Loss is not always just loss. Pain is not always just pain. Anger is not always just anger.

For me, these are things I don’t actually feel anymore. They are just a part of me. They just exist.

I don’t feel the brick on my chest or the lump in my throat. I don’t feel the sad and the hurt. I suppose I feel certain things, but not these. I think the most accurate way to describe it is that something was there and it no longer is.  It’s like I’m one of those anatomy models in your high school science classroom. Someone, the one, has come and taken away all the vital parts. It looks familiar, you can sort of recognize it but it just isn’t right.

My best friend once told me about love. She said ‘The hot, fire-y, bodice-ripping love is intense. It comes on strong but you can’t stoke a fire like that.
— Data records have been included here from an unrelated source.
PR #580, opened 2022-02-03
chore(deps): update mergo

GGabriele:
This makes us able to set zero-value fields and not have them overwritten from non-zero value defaults.

Before:

```
$ cat kong.yaml
upstreams:
- name: upstream1
  algorithm: round-robin
  targets:
  - target: 198.51.100.11:80
    weight: 0  # default being 100

$ deck sync
<--omitted-->

$ http :8001/upstreams/upstream1/targets | jq ".data[0].weight"
100
```

After:

```
$ deck sync
<--omitted-->

$ http :8001/upstreams/upstream1/targets | jq ".data[0].weight"
0
```

### DIFF
--- a/go.mod
+++ b/go.mod
@@ -2,6 +2,8 @@ module github.com/kong/deck
 
 go 1.16
 
+replace github.com/imdario/mergo v0.3.12 => github.com/Kong/mergo v0.3.13
+
 require (
 	github.com/alecthomas/jsonschema v0.0.0-20191017121752-4bb6e3fae4f2
 	github.com/blang/semver/v4 v4.0.0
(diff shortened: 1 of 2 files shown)


hbagdi:
Umm, based on the PR description, it seems that we won't be able to set target's weight to 0.
Is that intended?

From what I understand, we want to give the user the ability to specify a zero value.

GGabriele:
> Umm, based on the PR description, it seems that we won't be able to set target's weight to 0. Is that intended?

I included this snipped in the **After** section, which shows how we can now set zero-values:

```
$ deck sync
<--omitted-->

$ http :8001/upstreams/upstream1/targets | jq ".data[0].weight"
0
```

Sorry if that wasn't clear

hbagdi:
Sorry, my bad.
Can we include an end to end test using our shiny new testing framework?

GGabriele:
> Can we include an end to end test using our shiny new testing framework?

Just added [this](https://github.com/Kong/deck/pull/579/commits/533df79c5559c3cffc14a1567de25e902264412f#diff-b09c72ddce91eda1770990ad2744a3867eb59e006e6842fc4d01b8d3ce5eec77R322) in the other PR about integrations tests.

That one is currently failing, but it will pass once we merge this PR.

It burns too hot, uses up all the fuel and goes out. Lasting love is more like this ember. It’s reached the core and is steady and strong. Yes, you have to maintain it but it will sustain you.’ A steady warmth at your core.

When you left, that ember morphed and took on a life of its own. Now I’m burnt, from somewhere near the bottom of my chin down my throat and over my chest; it spread out across my shoulders and stopped right above my belly button. All I feel I can do is stand there with my arms out and display this massive charred raw wound I’m left with. Naked, vulnerable and wounded. I breathe heavy. I stand there not showing anything, no pain or hurt is detectable on my face. Wanting more than anything for you to be standing there, in front of me to witness. Selfish…maybe…probably. It’s how I feel. I hate being the girl you left behind.


I had a link in here, but this draft has been in my folder for a long time and the original source can no longer be found, it was taken down by the hosting site.

It takes time, but we do heal in our way.  You don’t get over it, you get through it.  These kind of emotional scars, you do carry them with you for a lifetime.  You will always feel this loss, but instead of letting it go you sort of expand to make room for it.  You adjust to it’s weight.  And someday, it won’t hurt quite so bad. I’m still waiting for that someday.

And that’s okay.

Here are some affirmations from Toronto illustrator Hana Shafi that are making me feel better. To see more of her work check out her Tumblr and Instagram.

9 thoughts on “Grief Is Physical.

  1. “Wow!” I almost have no words. Except maybe to say “thank you” for this post. I too lost my mom to suicide. It’s been 12 yrs now, but that ‘physical grief’ is still with me. Every day. The difference is that I eventually just learned to live with it. And instead of letting her suicide to define me… I’ve decided to use it to help others like me. Like you. Well, I guess I DID, in fact, have some words. Lol. And again… “Wow!” You really are a wonderful writer. (BTW: I’m reblogging this on my own blog.)🦋

    Liked by 1 person

    • Thank you Heather!

      Firstly, let me apologize for the delay in my response – I’ve been away. My sincerest condolences for your mother. It’s always comforting to come across someone with a shared experience, even if it would be better to be connected by anything else. It really does never go away – I find life is divided into the ‘before’ and the ‘after’. Survivors adjust to a ‘new normal’.

      I co-facilitate a ‘Living with Suicide Loss’ group through the Canadian Mental Health Association. Have you ever gone to a group? It’s a great way to try and use the experience to help others – one of the few salves I’ve found for this kind of pain. Often on anniversaries I do some random acts of kindness – empowerment bottles for people to find, meals for the homeless, etc. It feels good to do good.

      What are your strategies?

      And thanks for the reblog! That’s awesome. I followed you, and I can’t wait to check out your blog! 😀

      Liked by 1 person

    • Grief is grief. I’m sorry. I’m sending positive vibes your way. Much love girl!!!

      (The ember thing – right?!?!?! Grief is personal, and unique, and no words are quite right. But this comes close for me.)